* _RAW DATA_:
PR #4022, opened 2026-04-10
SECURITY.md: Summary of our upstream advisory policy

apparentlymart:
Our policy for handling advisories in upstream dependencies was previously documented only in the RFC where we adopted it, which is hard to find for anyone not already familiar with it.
...
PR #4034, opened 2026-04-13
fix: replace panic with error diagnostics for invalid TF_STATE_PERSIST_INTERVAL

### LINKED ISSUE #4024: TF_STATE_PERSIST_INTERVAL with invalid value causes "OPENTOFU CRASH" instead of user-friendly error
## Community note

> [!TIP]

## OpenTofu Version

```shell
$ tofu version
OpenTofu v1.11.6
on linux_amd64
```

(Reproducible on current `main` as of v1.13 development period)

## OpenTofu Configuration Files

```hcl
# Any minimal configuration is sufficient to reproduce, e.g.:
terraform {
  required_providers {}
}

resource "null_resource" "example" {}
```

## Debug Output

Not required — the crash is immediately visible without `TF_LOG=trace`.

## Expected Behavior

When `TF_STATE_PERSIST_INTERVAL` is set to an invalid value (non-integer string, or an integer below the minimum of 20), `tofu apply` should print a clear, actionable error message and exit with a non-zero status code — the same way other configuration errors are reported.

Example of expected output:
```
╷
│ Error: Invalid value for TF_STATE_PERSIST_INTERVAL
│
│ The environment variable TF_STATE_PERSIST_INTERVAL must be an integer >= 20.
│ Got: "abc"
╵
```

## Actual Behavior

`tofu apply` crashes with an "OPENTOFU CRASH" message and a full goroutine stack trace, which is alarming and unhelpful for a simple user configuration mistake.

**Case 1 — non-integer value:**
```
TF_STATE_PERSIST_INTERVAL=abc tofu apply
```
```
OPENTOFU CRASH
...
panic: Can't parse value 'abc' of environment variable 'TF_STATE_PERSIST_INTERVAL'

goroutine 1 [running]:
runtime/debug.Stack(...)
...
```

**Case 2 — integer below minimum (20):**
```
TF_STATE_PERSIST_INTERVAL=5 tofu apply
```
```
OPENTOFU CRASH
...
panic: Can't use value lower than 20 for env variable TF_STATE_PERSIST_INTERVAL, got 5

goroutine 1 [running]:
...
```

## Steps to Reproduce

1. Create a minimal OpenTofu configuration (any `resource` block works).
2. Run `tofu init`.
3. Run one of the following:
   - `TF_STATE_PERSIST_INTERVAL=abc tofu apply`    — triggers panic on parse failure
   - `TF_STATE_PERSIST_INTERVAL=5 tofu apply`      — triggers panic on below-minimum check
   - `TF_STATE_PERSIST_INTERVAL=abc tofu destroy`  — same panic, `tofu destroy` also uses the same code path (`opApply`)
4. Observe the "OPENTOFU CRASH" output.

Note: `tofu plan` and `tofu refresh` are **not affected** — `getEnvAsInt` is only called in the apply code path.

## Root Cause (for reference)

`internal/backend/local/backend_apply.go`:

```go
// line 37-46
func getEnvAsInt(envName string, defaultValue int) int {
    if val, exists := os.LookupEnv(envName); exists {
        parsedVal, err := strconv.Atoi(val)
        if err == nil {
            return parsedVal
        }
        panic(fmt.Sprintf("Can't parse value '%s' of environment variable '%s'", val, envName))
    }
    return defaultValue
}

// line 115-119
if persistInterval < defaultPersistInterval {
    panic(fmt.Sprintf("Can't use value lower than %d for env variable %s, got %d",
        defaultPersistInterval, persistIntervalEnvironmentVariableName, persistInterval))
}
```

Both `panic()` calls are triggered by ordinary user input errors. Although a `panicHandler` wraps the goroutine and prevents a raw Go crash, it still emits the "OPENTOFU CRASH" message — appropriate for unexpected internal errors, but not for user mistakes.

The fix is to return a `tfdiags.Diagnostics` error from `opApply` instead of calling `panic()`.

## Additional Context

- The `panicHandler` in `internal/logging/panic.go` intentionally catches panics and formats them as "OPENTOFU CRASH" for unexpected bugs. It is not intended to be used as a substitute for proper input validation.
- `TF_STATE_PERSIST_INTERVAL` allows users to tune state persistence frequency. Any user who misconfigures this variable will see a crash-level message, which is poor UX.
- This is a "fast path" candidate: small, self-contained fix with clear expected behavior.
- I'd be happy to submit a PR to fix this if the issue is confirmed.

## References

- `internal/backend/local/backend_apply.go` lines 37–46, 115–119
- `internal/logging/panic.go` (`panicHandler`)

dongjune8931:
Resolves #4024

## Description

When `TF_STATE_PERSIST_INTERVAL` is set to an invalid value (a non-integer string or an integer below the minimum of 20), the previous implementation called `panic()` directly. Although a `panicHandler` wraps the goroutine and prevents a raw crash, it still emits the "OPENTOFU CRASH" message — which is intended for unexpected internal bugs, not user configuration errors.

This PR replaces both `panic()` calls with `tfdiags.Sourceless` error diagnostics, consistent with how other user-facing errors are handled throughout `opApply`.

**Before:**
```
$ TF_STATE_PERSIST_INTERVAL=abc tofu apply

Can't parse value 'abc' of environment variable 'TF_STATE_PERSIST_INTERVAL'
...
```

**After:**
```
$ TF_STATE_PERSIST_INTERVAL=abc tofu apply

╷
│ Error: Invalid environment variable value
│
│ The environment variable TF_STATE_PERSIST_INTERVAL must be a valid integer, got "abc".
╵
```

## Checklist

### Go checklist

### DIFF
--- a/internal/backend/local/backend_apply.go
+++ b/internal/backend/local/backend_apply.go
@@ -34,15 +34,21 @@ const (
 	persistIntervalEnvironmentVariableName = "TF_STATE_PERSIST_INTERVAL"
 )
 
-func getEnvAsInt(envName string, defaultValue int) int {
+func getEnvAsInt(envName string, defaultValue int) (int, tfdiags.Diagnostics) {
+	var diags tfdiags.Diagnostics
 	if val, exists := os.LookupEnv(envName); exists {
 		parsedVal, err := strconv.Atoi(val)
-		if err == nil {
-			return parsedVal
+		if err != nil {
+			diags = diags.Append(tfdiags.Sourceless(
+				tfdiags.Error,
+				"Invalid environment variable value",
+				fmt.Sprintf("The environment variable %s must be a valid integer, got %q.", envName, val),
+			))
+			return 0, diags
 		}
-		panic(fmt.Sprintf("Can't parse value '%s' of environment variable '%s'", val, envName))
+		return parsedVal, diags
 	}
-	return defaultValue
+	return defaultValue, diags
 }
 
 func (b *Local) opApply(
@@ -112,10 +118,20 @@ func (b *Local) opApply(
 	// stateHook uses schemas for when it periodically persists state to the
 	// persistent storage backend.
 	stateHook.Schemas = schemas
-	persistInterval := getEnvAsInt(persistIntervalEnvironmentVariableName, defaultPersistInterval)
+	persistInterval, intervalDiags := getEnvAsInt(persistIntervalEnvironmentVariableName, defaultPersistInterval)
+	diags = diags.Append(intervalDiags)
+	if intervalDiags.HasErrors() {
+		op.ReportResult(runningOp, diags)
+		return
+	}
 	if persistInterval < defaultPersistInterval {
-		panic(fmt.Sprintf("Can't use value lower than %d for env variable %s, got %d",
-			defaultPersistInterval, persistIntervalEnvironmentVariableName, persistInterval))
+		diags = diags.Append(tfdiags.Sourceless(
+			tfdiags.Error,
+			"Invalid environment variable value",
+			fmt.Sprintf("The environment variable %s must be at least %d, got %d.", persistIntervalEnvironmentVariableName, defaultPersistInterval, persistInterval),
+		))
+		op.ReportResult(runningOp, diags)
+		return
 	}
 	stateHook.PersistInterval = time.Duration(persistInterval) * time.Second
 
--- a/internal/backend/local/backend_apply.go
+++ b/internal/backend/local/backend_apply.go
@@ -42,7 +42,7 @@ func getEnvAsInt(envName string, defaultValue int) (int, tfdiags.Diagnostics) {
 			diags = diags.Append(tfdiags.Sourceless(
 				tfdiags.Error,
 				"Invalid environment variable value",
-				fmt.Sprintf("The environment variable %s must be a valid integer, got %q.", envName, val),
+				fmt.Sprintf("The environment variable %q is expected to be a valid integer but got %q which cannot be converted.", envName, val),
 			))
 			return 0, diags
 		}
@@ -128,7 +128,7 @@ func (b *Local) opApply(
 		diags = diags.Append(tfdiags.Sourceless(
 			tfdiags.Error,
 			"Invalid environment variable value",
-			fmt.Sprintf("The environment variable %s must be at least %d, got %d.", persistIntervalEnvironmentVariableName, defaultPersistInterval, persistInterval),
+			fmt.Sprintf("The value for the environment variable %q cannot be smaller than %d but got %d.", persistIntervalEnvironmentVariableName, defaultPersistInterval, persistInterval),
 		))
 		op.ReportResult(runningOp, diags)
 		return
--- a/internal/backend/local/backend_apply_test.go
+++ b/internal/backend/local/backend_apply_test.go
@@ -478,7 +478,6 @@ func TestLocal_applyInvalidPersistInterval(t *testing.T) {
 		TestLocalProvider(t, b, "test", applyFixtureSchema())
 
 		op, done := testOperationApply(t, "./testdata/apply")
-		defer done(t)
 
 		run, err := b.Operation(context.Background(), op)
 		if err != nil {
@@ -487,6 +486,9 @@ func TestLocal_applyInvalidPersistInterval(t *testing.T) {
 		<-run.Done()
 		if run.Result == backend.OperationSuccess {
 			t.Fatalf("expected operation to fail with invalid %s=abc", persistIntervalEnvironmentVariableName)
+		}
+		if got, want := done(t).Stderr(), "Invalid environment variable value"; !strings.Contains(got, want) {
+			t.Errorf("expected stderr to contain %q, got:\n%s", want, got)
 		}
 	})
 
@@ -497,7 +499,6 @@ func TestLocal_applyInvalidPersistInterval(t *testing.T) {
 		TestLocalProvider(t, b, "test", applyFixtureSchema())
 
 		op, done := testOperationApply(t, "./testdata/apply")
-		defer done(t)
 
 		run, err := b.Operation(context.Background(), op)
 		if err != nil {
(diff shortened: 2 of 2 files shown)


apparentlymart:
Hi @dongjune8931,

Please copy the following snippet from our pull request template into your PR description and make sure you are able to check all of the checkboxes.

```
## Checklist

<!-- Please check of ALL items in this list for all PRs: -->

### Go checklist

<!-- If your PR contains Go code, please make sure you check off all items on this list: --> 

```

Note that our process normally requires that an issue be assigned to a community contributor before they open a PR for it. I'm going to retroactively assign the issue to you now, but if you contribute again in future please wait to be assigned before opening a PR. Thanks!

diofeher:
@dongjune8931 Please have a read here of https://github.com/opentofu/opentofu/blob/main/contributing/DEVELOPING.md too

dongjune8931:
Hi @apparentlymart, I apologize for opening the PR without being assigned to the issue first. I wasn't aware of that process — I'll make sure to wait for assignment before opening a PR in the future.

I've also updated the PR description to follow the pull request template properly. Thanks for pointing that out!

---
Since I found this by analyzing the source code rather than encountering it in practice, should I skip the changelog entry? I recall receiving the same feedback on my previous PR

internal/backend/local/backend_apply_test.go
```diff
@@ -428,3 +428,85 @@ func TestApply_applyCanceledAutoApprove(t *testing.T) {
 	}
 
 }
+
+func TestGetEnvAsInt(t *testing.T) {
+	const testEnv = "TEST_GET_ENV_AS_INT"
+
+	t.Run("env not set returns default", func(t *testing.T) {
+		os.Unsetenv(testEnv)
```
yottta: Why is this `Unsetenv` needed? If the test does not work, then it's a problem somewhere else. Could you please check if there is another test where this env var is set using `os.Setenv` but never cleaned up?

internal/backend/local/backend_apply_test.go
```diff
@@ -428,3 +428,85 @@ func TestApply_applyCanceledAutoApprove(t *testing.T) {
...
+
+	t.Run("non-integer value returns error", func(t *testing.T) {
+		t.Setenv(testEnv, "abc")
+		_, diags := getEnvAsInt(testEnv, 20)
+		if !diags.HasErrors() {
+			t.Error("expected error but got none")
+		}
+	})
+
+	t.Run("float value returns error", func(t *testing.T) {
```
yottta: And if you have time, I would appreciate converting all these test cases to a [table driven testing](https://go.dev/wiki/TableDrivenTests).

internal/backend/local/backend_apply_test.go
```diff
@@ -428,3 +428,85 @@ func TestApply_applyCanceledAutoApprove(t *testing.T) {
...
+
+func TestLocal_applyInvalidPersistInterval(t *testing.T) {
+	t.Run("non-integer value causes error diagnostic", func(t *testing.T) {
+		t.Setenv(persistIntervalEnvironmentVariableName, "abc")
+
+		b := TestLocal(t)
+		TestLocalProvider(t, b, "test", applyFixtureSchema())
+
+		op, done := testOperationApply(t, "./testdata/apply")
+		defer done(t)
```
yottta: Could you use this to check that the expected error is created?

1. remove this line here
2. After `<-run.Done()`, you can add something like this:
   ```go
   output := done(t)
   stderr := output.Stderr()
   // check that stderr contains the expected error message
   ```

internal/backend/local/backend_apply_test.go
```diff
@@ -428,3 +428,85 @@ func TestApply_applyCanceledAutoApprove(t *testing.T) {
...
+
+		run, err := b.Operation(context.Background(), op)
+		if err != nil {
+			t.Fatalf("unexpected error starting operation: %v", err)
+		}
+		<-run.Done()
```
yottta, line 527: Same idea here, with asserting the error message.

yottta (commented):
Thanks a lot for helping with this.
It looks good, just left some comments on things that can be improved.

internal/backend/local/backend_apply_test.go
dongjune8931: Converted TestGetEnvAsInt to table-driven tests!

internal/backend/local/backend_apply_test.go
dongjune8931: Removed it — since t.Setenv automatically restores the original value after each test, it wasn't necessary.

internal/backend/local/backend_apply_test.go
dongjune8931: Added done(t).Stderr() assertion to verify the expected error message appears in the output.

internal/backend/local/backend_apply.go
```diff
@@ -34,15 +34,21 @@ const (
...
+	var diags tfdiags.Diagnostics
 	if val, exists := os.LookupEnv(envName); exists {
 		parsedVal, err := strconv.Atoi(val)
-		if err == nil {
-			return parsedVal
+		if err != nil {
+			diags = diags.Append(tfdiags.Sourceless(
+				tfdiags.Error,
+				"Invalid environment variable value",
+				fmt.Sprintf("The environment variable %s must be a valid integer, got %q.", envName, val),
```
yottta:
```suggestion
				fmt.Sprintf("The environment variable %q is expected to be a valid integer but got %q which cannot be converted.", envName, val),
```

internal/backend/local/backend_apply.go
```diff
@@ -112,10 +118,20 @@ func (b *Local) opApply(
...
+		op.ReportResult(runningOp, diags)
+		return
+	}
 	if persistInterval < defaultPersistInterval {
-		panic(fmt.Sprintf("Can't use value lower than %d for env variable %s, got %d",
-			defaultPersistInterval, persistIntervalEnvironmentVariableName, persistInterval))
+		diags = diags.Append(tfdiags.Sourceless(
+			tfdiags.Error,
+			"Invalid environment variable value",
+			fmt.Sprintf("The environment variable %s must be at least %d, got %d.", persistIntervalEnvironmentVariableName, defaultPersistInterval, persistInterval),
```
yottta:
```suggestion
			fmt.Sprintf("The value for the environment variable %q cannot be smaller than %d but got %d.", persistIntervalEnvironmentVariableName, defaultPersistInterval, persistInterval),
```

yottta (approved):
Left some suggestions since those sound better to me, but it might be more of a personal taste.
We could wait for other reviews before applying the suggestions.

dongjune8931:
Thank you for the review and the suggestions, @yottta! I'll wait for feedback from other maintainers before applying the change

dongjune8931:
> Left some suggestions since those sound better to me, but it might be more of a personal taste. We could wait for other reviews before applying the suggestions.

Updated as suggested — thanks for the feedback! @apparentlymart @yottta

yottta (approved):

* _WHAT THE TASK ASKS_: Search the data for "smaller". Copy every matching line.

* _ANSWER BOX_:
+			fmt.Sprintf("The value for the environment variable %q cannot be smaller than %d but got %d.", persistIntervalEnvironmentVariableName, defaultPersistInterval, persistInterval),
			fmt.Sprintf("The value for the environment variable %q cannot be smaller than %d but got %d.", persistIntervalEnvironmentVariableName, defaultPersistInterval, persistInterval),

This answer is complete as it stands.